[TASK DIRECTIONS] Check every line of the data below for the word "waiting". Copy the ones that have it.

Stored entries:
PR #2666, opened 2026-08-31
fix(frontend): distinguish editable fields from read-only in dark mode

harry-rhesis:
## Summary

- In dark mode, `EditableField` text fields looked identical in read and edit mode because the global theme applies the same `fieldSurface` background to all outlined inputs, and the border color (`#30363d`) has near-zero contrast against that fill (`#2a2e36`).
- Added `editableOutlinedFieldSx` that sets `backgroundColor: transparent` on the input root when in edit mode, so the card surface shows through and the outlined border becomes visible.
- Read mode keeps the filled background with no border (unchanged).

## Test plan

- [ ] Open Settings > Personal Information in dark mode
- [ ] Confirm read mode fields show a subtle fill with no border
- [ ] Click Edit and confirm fields now show a visible outlined border against the darker card surface
- [ ] Verify light mode still looks correct (no visual regression)
- [ ] Check the change-password drawer fields are unaffected

### DIFF
--- a/apps/frontend/src/components/common/EditableField.tsx
+++ b/apps/frontend/src/components/common/EditableField.tsx
@@ -2,7 +2,10 @@
 
 import React from 'react';
 import { TextField, type TextFieldProps } from '@mui/material';
-import { readOnlyOutlinedFieldSx } from '@/components/common/drawerFormFieldSx';
+import {
+  editableOutlinedFieldSx,
+  readOnlyOutlinedFieldSx,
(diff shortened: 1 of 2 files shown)


harry-rhesis:
No need to scope it to dark mode. The global theme only sets `backgroundColor: fieldSurface` on `MuiOutlinedInput` inside a `mode === 'dark'` guard (`theme.ts:610-613`), so in light mode there's no background to override. The `transparent` value is effectively a no-op there.

PR #116, opened 2022-12-21
Translate: Cron job to store translation stats daily

trymebytes:
In this PR, when the daily stats cron job is run we also store the  translation stats in the new polyglot_stats table (see https://meta.trac.wordpress.org/ticket/6571).

We will also create a script that can display the latest stats for copy & paste for the Weekly Polyglots Meetings.


wordpress.org/public_html/wp-content/plugins/wporg-gp-customizations/inc/cli/class-stats.php
```diff
@@ -162,9 +176,230 @@ public function __invoke( bool $echo_the_values = false ) {
...
+
+		$current_date_data = $this->get_data_for_date( $current_date );
+		$old_date_data     = $this->get_data_for_date( $old_date );
+
+		if ( ! $current_date_data || ! $old_date_data ) {
+			return;
+		}
+		$stats_diff = array();
+		foreach ( $current_date_data as $key => $value ) {
+			$stats_diff[ $key ] = $value - $old_date_data->$key;
```
akirk: I think it'd be better for consistency to also put this into an object.
```suggestion
			$stats_diff->$key = $value - $old_date_data->$key;
```

wordpress.org/public_html/wp-content/plugins/wporg-gp-customizations/inc/cli/class-stats.php
```diff
@@ -162,9 +176,230 @@ public function __invoke( bool $echo_the_values = false ) {
...
+		}
+		$old_date = is_null( $old_date ) ? gmdate( 'Y-m-d', strtotime( '-1 week' ) ) : $old_date;
+
+		$current_date_data = $this->get_data_for_date( $current_date );
+		$old_date_data     = $this->get_data_for_date( $old_date );
+
+		if ( ! $current_date_data || ! $old_date_data ) {
+			return;
+		}
+		$stats_diff = array();
```
akirk:
```suggestion
		$stats_diff = new stdClass;
```

or 
```suggestion
		$stats_diff = (object) array();
```

wordpress.org/public_html/wp-content/plugins/wporg-gp-customizations/inc/cli/class-stats.php
```diff
@@ -162,9 +176,249 @@ public function __invoke( bool $echo_the_values = false ) {
...
+			$this->print_wpcli_heading( 'Summary for weekly stats' );
+		}
+		$stats_diff = new \stdClass();
+		foreach ( $current_date_data as $key => $value ) {
+			$stats_diff->$key = $value - $old_date_data->$key;
+		}
+		$all_locales_data = get_locales_data();
+		$stats_data       = $all_locales_data['status_counts'];
+
+		$code  = 'Summary for weekly stats' . PHP_EOL;
```
akirk: Should this be a headline? Looking at the rest of the source you should be using the `create_gutenberg_heading()` function for that one.

akirk: See https://github.com/WordPress/wordpress.org/blob/26bfc5b422e3b00221bb5208dc135e7f79191239/wordpress.org/public_html/wp-content/plugins/wporg-gp-customizations/inc/cli/class-stats.php#L248-L252

akirk:
This is good to go for me!

PR #120, opened 2023-02-15
Sync fuzzy, rejected and changes requested translations in both dev and stable version

trymebytes:
Ticket - https://meta.trac.wordpress.org/ticket/5679

At the moment, translations are synced to both dev and stable versions only when it is approved on either versions. This implies that when a translation is approved and set to current in dev, the stable version is automatically updated with that approved translation but when a translation is rejected or set to fuzzy or changes requested on dev, the stable version is not updated and vice versa.

With this PR, when a translation is marked as fuzzy, rejected or changes requested on dev version, the same is applied/synced in the stable version and vice versa.

**How to test**
1. Suggest a translation on the dev branch if there are no waiting strings for a project.
2. As a PTE/GTE, set selected waiting translations to rejected, fuzzy or changes requested.
3. The translation rejected on the dev branch should also be rejected on the stable branch.
4. Repeat steps 1-3 starting with the stable branch in step 1.

### DIFF
--- a/wordpress.org/public_html/wp-content/plugins/wporg-gp-plugin-directory/inc/sync/class-translation-sync.php
+++ b/wordpress.org/public_html/wp-content/plugins/wporg-gp-plugin-directory/inc/sync/class-translation-sync.php
@@ -141,8 +141,6 @@ class Translation_Sync {
 			return;
 		}
 
-		do_action( 'wporg_translate_translation_synced', $translation );
-
 		$project = GP::$project->one(
 			"SELECT p.* FROM {$wpdb->gp_projects} AS p JOIN {$wpdb->gp_originals} AS o ON o.project_id = p.id WHERE o.id = %d",
 			$translation->original_id
@@ -267,6 +265,8 @@ class Translation_Sync {
 		if ( ! $translation ) {
 			return false;
 		}
+
+		do_action( 'wporg_translate_translation_synced', $copy, $translation );
 
 		$translation->set_status( $copy->status );
 		gp_clean_translation_set_cache( $new_translation_set->id );
--- a/wordpress.org/public_html/wp-content/plugins/wporg-gp-plugin-directory/inc/sync/class-translation-sync.php
+++ b/wordpress.org/public_html/wp-content/plugins/wporg-gp-plugin-directory/inc/sync/class-translation-sync.php
@@ -135,10 +135,13 @@ class Translation_Sync {
 	public function queue_translation_for_sync( $translation ) {
 		global $wpdb;
 
-		// Only propagate current translations without warnings.
-		if ( 'current' !== $translation->status || ! empty( $translation->warnings ) ) {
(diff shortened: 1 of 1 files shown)


wordpress.org/public_html/wp-content/plugins/wporg-gp-plugin-directory/inc/sync/class-translation-sync.php
```diff
@@ -135,8 +139,9 @@ public function sync_plugin_translations_on_commit( $args ) {
 	public function queue_translation_for_sync( $translation ) {
 		global $wpdb;
 
-		// Only propagate current translations without warnings.
-		if ( 'current' !== $translation->status || ! empty( $translation->warnings ) ) {
+		$allowed_statuses = array( 'current', 'rejected', 'changesrequested', 'fuzzy' );
```
akirk, line 138: If we sync the `changesrequested` status, I think the rejection reason will not be visible. We could implement something like on bulk reject where there is a "linking comment". We shouldn't do this here but we could add a `do_action( 'translation_synced', $translation );` in anticipation of that.

akirk: Probably some additional parameters would be useful like source and target project.

wordpress.org/public_html/wp-content/plugins/wporg-gp-plugin-directory/inc/sync/class-translation-sync.php
```diff
@@ -9,23 +9,23 @@
 
 class Translation_Sync {
 
-	private $queue = [];
+	private $queue = array();
```
ocean90: Can you please revert all these `[]` to `array()` changes to the keep the PR clean?

wordpress.org/public_html/wp-content/plugins/wporg-gp-plugin-directory/inc/sync/class-translation-sync.php
```diff
@@ -135,11 +139,14 @@ public function sync_plugin_translations_on_commit( $args ) {
...
 
-		// Only propagate current translations without warnings.
-		if ( 'current' !== $translation->status || ! empty( $translation->warnings ) ) {
+		$allowed_statuses = array( 'current', 'rejected', 'changesrequested', 'fuzzy' );
+		// Do not propagate waiting translations and other translations with warnings.
+		if ( ! in_array( $translation->status, $allowed_statuses ) || ! empty( $translation->warnings ) ) {
 			return;
 		}
 
+		do_action( 'translation_synced', $translation );
```
ocean90:
```suggestion
		do_action( 'wporg_translate_translation_synced', $translation );
```

This should get a prefix so it's clear that this is a custom hook.

akirk:
Looks good me now!

PR #123, opened 2023-02-17
Add robots header for hosting test results

tellyworth:
Fixes https://meta.trac.wordpress.org/ticket/5398

This adds noindex on any p2 pages with a `rpage=` query string, where rpage > 1. That probably only affects the hosting page, but even if it affects something else that might be a good thing.

### DIFF
--- a/wordpress.org/public_html/wp-content/themes/pub/wporg-breathe/functions.php
+++ b/wordpress.org/public_html/wp-content/themes/pub/wporg-breathe/functions.php
@@ -51,6 +51,11 @@ function no_robots( $noindex ) {
 		$noindex = true;
 	}
 
+	// This is used by https://github.com/WordPress/phpunit-test-reporter/blob/master/src/class-display.php on the test reporter page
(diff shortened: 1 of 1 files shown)


wordpress.org/public_html/wp-content/themes/pub/wporg-breathe/functions.php
```diff
@@ -51,6 +51,11 @@ function no_robots( $noindex ) {
 		$noindex = true;
 	}
 
+	// This is used by https://github.com/WordPress/phpunit-test-reporter/blob/master/src/class-display.php on the test reporter page
+	if ( isset( $_GET['rpage'] ) && $_GET['rpage'] > 1 ) {
```
dd32, line 55:
```suggestion
	if ( isset( $_GET['rpage'] ) ) {
```

I think we can just check to see if it's set, since the ?rpage=1 url shouldn't really exist, but is "incorrectly" linked to by the page navigation.

dd32 (approved):
Seems reasonable to me, noting that probably don't need the `rpage > 1` part though.

PR #126, opened 2023-02-22
Fix fuzzy rejection sync

trymebytes:
Trac ticket: https://meta.trac.wordpress.org/ticket/6788

When a fuzzy translation is rejected in one project(e.g dev) it appears in the other project(e.g stable) as current.

This PR fixes the issue and ensure that statuses are constant across projects even if the translation had been existing on either dev or stable.

To test, set a translation to fuzzy on dev(or stable), then reject that fuzzy translation on stable or (dev), the translation should appear as `rejected` on both dev and stable.


akirk:
I tested approving and rejecting fuzzies and current translations in stable checked dev and vice versa. It always synced it properly for me. So 👍 from me.

PR #127, opened 2023-03-01
Reduce scope of rewrite rules

pkevan:
Avoids too many redirect for URLs containing more common strings (faq,stats).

[EXERCISE ANSWER]
1. Suggest a translation on the dev branch if there are no waiting strings for a project.
2. As a PTE/GTE, set selected waiting translations to rejected, fuzzy or changes requested.
+		// Do not propagate waiting translations and other translations with warnings.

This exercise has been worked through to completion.